ROSE-COUVERTUREAvec son livre La Rose rouge de Sarajevo Pascal Serre nous amène toujours là où on ne l’attend pas. Le journaliste et entrepreneur qui a passé une grande partie de sa vie dans le microcosme de son pays natal, le Périgord, à entretenir les images d’Epinal de cette province si chère à Montaigne, nous a déjà fait traversé de l’autre côté de son miroir avec son « Faits Divers, la parabole du publiciste et du Hamster » ; un exercice aussi surprenant que dérangeant et authentique. Cette fois, c’est dans les Balkans qu’il nous invite à réfléchir sur l’âme humaine. Celle, déchirée des femmes et des hommes. Une âme qui devient ainsi la sienne et la nôtre.

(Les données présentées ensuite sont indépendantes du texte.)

PR #146, opened 2018-05-29
Remove DigestUtil from Chunker interface

werkt:
Remove the requirement that the Chunker use a DigestUtil instance to
produce an empty chunk. Suppressed several places where empty blobs were
being interpreted or uploaded to filter those behaviors, including
findMissingBlobs, action validation, ByteStreamUploader, and others.


src/main/java/build/buildfarm/instance/AbstractServerInstance.java
```diff
@@ -286,28 +286,31 @@ private void validateActionInputDirectory(
...
-    path.push(inputRootDigest);
-
-    Directory root = expectDirectory(inputRootDigest);
-    validateActionInputDirectory(root, path, new HashSet<>(), inputDigests);
+  private void validateActionInputDirectory(
+      Digest directoryDigest,
+      Stack<Digest> path,
+      Set<Digest> visited,
+      ImmutableSet.Builder<Digest> inputDigests) {
+    if (directoryDigest.getSizeBytes() != 0 || Directory.getDefaultInstance().toByteString().size() != 0) {
```
ola-rozenfeld: Wait, an empty dir digest means an empty directory, because Directory.getDefaultInstance().toByteString() serializes to an empty string. And if it didn't, I don't quite understand this condition -- wouldn't it mean an empty digest is not a valid directory? Also, don't you want to add the empty digest to visited?
Also, I think it be safer to optimize for empty digests as close to the upload/download as possible -- in the getBlob function, for instance, instead of finding every place that uses downloads directly or indirectly. That way ensures things don't break when anyone anywhere asks to get an empty blob from CAS.

src/main/java/build/buildfarm/instance/AbstractServerInstance.java
```diff
@@ -322,17 +325,19 @@ protected void validateAction(Action action) {
...
     filesUniqueAndSortedPrecondition(action.getOutputDirectoriesList());
-    Command command;
-    try {
-      command = Command.parseFrom(getBlob(commandDigest));
-    } catch (InvalidProtocolBufferException ex) {
-      Preconditions.checkState(
-          false,
-          INVALID_DIGEST);
-      return;
+    if (commandDigest.getSizeBytes() != 0 || Command.getDefaultInstance().toByteString().size() != 0) {
```
ola-rozenfeld: I think an empty command is a good reason for an INVALID_ARGUMENT.

src/main/java/build/buildfarm/instance/stub/Chunker.java
```diff
@@ -171,7 +167,7 @@ public Chunk next() throws IOException {
 
     if (digest.getSizeBytes() == 0) {
       data = null;
-      return emptyChunk;
+      return new Chunk(Digest.getDefaultInstance(), ByteString.EMPTY, 0);
```
ola-rozenfeld: It is a bit of a hack, IIUC. Basically, this works because your usage of Chunker now ensures that Chunkers with empty data never get uploaded, so it doesn't matter what the digest hash is, as long as size_bytes is 0. But I don't have a better idea :-)

src/test/java/build/buildfarm/server/BuildFarmServerTest.java
```diff
@@ -306,19 +306,19 @@ public void actionWithExcessiveTimeoutFailsValidation()
...
+    Digest rootBlobDigest = digestUtil.compute(root);
     Action action = Action.newBuilder()
-        .setCommandDigest(digestUtil.compute(commandBlob))
-        .setInputRootDigest(digestUtil.compute(rootBlob))
+        .setCommandDigest(commandBlobDigest)
+        .setInputRootDigest(rootBlobDigest)
         .build();
     ByteStreamUploader uploader = new ByteStreamUploader("memory", inProcessChannel, null, 60, Retrier.NO_RETRIES, null);
 
     uploader.uploadBlobs(ImmutableList.of(
```
ola-rozenfeld: So this line now doesn't do anything, right?

src/main/java/build/buildfarm/instance/AbstractServerInstance.java
werkt: Yeah, this is unnecessarily complicated, and was a hedge for the first run for me against getDefaultInstance() serializing to an empty string. If an empty string was not a serialization of the default instance, I wanted it to be proven invalid by the Directory.parseFrom. I'll simplifiy it and make sure that we're safe for upload/download and that we guard/optimize on either side of the interface.

src/main/java/build/buildfarm/instance/AbstractServerInstance.java
werkt: I'll buy that as well, since we don't believe any representation of a message and its [lack of] contents are valid arbitrarily.

src/main/java/build/buildfarm/instance/stub/Chunker.java
werkt: Yeah, I didn't want to be checking for valid permutations of empty hashes everywhere, and forcing everything to know about that instance-configured method

src/main/java/build/buildfarm/instance/AbstractServerInstance.java
```diff
@@ -325,19 +333,22 @@ protected void validateAction(Action action) {
...
-      } catch (InvalidProtocolBufferException ex) {
-        Preconditions.checkState(
-            false,
-            INVALID_DIGEST);
-        return;
-      }
-      environmentVariablesUniqueAndSortedPrecondition(
-          command.getEnvironmentVariablesList());
+
+    Preconditions.checkState(commandDigest.getSizeBytes() != 0, INVALID_DIGEST);
```
ola-rozenfeld: A bit redundant, this would be handled by line 350 as well.

src/main/java/build/buildfarm/instance/memory/MemoryInstance.java
```diff
@@ -132,8 +132,14 @@ public InputStream newStreamInput(String name) {
 
   @Override
   public Iterable<Digest> findMissingBlobs(Iterable<Digest> digests) {
-    return Iterables.filter(
-        digests, digest -> digest.getSizeBytes() != 0 && !contentAddressableStorage.contains(digest));
+    ImmutableList.Builder<Digest> missingBlobs = new ImmutableList.Builder<>();
```
ola-rozenfeld: Can all of getBlob, putBlob, and findMissingBlobs have the respective 0 case workaround in the AbstractServerInstance? IIUC, that will ensure that no matter which CAS implementation is used in the config, the invariant that 0-length blobs always virtually exist will be maintained. Basically, I'm just trying to insert this at a level such that the code is both guaranteed to exist and won't need to be duplicated.

src/main/java/build/buildfarm/instance/AbstractServerInstance.java
werkt: Agreed, was thinking too much in a null pointer mindset.

src/main/java/build/buildfarm/instance/memory/MemoryInstance.java
werkt: Further agreed, I am not 100% sure why I had the MemoryInstance hold the findMissingBlobs impl, but perhaps I just missed it my initial refactor.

Lorsque Pascal Serre m’a parlé de son projet de rédiger autour de ses voyages dans les Balkans un ouvrage j’ai immédiatement pensé à celui que venait de faire paraître Lionel Duroy, L’hiver des hommes. C’était en 2011. Si le cadre - l’ancienne Yougoslavie - et le parallèle entre leur propre condition – la séparation amoureuse - servaient ainsi de support à de multiples interrogations et méditations, je concevais que, comme Lionel Duroy, il pouvait « poser sur ces êtres démunis et enlisés dans leurs certitudes, un regard lucide et empreint d’empathie ». J’avais suivi les voyages de Pascal Serre par les nécessités du moment et je ne pouvais que le laisser mener au meilleur terme possible son exercice.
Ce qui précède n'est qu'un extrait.